I’ve been trying for days to get an HDRI image in an Arnold skydome light to render true daylight sky blues. For some reason invariably when I render the image the light coming from the skydome shifts the blue hues toward cyan enough to be irritating. I need it to appear as bright daylight, so I can’t turn down the intensity or exposure without loosing the brightness in the entire scene. Is there any way to have actual control over the hues and colors of a skydome so that the sky color and light in the scene is true to the original images?
(This is in Maya 2020 with MtoA 4.0)
I’ve been checking this with a plane that has an image file applied made from a daylight terrain photograph. If I use a normal Maya material and Maya lights (Directional and/or point lighting) the terrain color shows true color as it should, and testing a sample of the blue sky also gives fairly accurate blues as expected. So normal Maya lights give true colors, so to speak.
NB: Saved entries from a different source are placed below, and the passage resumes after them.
Issue #214, opened 2015-03-27
Suggestion: Additional Built-in Uniforms for Filters


SolarLune:
Hey, there. I know we should be careful to keep the engine light, but I think we could stand to have a couple of additional uniform values for Filters.

I think it'd be nice if there was a "u_bufferTexture" uniform property that links to the texture rendered from the previous frame. It'd be useful for blurring, fog, and ghosting effects, I think.

A "time" uniform that just links to BDX's time property would be nice as well, since a lot of GLSL shaders rely on passing time.

GoranM:
> I think it'd be nice if there was a "u_bufferTexture" uniform property that links to the texture rendered from the previous frame. It'd be useful for blurring, fog, and ghosting effects, I think.

I don't see how it would be useful for blurring, or fog. I'm not really sure what you mean by "ghosting effects".

> A "time" uniform that just links to BDX's time property would be nice as well, since a lot of GLSL shaders rely on passing time.

That sounds fine.

SolarLune:
> I don't see how it would be useful for blurring, or fog. I'm not really sure what you mean by "ghosting effects".

I meant like motion blur, or a soft fading effect. This GLSL sandbox is what gave me the idea, since it's not really something that the user would be able to easily patch into the filter: http://glslsandbox.com/e#23433.10

GoranM:
Ok, but I'm not really sure if "u_bufferTexture" is the best name - Why not "lastFrame"?

SolarLune:
"lastFrame" is fine; I thought "u_bufferTexture" because the default texture uniform name LibGDX provides for the first texture is "u_texture". So, I thought keeping with that convention would be a good idea.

But, I’ve tried a variety of HDRI images for the Arnold skydome, specifically using ones that show clear blue skies, like desert skies, and with as few clouds as possible so the blue is nice and clean. But whenever I render the image using the skydome lighting, both the sky hues from the HDRI image as well as the hues on the terrain are shifted toward cyan. I’ve tried everything I can see, even using color temperature but I still can’t get the real blue daylight sky color that it should be. I’ve even opened the image in Photoshop to compare the actual image I start with to the rendered image using Arnold Renderer and the outcome is always shifted toward cyan hues.
I did try using the Arnold Color Corrector node, but apparently the node doesn’t function if the end result is a skydome (works in other instances/images…but not the skydome, at least not that I’ve found.)